Only lines holding "preUpdate" are wanted; copy each of them from the records below.

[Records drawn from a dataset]
######

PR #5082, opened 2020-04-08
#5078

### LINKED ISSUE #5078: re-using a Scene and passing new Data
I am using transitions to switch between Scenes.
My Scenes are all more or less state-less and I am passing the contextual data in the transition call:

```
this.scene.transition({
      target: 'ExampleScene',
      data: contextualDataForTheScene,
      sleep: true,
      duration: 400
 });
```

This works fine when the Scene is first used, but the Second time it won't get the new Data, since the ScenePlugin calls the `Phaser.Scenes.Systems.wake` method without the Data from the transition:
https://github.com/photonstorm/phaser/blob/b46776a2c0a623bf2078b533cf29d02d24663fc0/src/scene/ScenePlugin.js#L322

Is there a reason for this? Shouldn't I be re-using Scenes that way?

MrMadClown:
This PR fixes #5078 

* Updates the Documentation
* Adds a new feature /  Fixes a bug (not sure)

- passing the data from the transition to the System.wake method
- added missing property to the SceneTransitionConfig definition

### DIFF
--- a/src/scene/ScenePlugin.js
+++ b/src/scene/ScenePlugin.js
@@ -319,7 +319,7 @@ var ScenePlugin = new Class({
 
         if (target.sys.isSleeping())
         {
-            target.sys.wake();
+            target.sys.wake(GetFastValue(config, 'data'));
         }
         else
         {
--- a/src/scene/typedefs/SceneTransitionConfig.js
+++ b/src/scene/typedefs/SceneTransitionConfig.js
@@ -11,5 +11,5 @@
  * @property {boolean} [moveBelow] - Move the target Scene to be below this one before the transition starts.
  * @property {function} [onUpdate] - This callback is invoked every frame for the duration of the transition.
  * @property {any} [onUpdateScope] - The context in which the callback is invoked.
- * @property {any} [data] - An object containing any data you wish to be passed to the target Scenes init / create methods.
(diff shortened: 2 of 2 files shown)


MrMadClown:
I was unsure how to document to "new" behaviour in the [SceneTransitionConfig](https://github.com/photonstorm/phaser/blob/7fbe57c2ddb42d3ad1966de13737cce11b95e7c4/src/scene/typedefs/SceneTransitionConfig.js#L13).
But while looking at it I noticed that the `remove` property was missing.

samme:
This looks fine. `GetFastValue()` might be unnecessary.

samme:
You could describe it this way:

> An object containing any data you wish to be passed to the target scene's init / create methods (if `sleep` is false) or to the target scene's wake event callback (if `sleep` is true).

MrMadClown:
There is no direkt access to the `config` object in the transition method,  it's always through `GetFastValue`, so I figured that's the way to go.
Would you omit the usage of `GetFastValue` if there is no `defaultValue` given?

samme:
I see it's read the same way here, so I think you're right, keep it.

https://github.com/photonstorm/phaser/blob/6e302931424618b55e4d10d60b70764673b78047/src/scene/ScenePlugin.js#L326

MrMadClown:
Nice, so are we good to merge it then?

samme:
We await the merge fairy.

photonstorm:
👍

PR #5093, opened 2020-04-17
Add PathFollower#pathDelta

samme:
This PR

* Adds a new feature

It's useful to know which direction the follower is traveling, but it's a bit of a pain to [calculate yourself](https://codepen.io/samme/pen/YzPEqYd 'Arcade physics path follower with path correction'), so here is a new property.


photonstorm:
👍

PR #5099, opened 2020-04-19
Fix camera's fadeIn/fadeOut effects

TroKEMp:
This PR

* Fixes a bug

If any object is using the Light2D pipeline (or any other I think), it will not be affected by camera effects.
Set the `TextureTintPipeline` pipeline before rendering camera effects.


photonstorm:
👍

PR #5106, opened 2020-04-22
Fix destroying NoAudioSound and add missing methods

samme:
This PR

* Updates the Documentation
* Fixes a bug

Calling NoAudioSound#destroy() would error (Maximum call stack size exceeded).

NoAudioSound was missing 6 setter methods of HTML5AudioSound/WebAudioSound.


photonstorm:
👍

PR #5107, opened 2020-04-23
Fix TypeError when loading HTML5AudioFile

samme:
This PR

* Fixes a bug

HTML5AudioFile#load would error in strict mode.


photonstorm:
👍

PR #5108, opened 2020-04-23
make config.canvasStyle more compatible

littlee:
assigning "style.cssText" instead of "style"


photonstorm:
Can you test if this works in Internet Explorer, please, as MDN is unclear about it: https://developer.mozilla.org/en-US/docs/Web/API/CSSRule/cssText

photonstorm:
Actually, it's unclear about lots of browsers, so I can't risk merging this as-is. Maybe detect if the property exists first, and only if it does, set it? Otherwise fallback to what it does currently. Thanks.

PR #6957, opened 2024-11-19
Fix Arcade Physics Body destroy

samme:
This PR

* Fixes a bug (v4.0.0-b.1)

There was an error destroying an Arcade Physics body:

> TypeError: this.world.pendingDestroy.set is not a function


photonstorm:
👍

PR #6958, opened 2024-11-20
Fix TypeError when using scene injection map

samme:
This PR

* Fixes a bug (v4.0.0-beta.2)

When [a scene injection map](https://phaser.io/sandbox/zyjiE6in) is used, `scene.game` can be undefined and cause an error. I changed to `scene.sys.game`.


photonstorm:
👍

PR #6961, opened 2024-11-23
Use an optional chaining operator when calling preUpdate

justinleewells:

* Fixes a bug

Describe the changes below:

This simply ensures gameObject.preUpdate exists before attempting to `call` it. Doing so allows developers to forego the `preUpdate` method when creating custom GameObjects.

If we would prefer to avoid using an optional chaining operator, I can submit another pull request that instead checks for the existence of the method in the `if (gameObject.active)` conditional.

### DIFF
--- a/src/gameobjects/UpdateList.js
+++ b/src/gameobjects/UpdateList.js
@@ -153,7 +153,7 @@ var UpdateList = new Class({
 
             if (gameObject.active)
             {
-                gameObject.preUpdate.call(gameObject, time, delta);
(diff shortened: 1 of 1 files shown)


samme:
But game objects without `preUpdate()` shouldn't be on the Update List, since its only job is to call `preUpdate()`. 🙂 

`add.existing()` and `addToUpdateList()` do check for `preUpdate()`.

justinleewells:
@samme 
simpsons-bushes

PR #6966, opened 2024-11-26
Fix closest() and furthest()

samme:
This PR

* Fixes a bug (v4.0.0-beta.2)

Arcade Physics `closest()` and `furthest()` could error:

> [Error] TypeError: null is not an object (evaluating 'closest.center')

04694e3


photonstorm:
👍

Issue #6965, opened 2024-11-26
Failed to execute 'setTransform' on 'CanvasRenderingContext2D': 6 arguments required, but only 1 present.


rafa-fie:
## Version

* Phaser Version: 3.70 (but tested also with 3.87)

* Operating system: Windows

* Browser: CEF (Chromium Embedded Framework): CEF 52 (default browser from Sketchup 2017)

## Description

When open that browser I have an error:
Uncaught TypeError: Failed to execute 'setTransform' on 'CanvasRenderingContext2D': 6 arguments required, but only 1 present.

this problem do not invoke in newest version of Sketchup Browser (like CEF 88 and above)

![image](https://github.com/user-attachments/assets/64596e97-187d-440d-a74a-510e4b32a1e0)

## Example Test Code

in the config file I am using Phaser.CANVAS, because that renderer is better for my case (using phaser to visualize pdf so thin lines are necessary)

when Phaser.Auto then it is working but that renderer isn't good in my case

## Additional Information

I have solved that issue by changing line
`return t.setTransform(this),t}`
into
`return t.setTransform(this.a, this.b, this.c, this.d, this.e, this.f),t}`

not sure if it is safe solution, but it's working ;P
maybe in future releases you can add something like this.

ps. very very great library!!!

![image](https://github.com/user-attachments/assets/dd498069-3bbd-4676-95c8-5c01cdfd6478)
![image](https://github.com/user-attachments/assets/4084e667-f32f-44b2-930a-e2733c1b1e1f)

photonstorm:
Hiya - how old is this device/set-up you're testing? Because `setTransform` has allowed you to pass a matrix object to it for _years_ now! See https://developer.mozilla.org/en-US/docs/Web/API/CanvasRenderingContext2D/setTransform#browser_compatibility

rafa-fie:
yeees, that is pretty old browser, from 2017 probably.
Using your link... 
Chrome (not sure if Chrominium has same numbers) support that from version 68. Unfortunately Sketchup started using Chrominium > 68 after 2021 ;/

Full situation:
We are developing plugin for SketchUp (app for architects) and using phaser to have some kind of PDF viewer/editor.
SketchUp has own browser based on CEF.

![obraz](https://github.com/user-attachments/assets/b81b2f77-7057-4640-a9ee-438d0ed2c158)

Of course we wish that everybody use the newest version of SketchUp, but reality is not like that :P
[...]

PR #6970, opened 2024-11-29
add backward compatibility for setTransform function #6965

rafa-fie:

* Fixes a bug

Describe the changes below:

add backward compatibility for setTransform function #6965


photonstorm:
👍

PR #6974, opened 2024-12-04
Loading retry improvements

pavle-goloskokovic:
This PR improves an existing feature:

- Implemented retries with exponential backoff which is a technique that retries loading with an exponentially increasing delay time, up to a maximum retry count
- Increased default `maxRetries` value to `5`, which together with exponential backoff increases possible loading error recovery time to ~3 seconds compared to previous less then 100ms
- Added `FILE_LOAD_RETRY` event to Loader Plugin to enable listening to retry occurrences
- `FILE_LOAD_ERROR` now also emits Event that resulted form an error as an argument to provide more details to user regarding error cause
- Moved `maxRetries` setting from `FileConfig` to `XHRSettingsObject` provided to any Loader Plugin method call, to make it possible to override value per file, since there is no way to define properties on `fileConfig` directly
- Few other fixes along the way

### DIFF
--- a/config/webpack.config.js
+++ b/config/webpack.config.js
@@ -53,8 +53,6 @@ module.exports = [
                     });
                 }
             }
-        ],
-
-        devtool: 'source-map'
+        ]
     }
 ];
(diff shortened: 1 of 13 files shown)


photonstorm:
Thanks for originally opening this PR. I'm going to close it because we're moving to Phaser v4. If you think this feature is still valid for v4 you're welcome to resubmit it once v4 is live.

######

● Task answer
Use an optional chaining operator when calling preUpdate
This simply ensures gameObject.preUpdate exists before attempting to `call` it. Doing so allows developers to forego the `preUpdate` method when creating custom GameObjects.
-                gameObject.preUpdate.call(gameObject, time, delta);
But game objects without `preUpdate()` shouldn't be on the Update List, since its only job is to call `preUpdate()`. 🙂 
`add.existing()` and `addToUpdateList()` do check for `preUpdate()`.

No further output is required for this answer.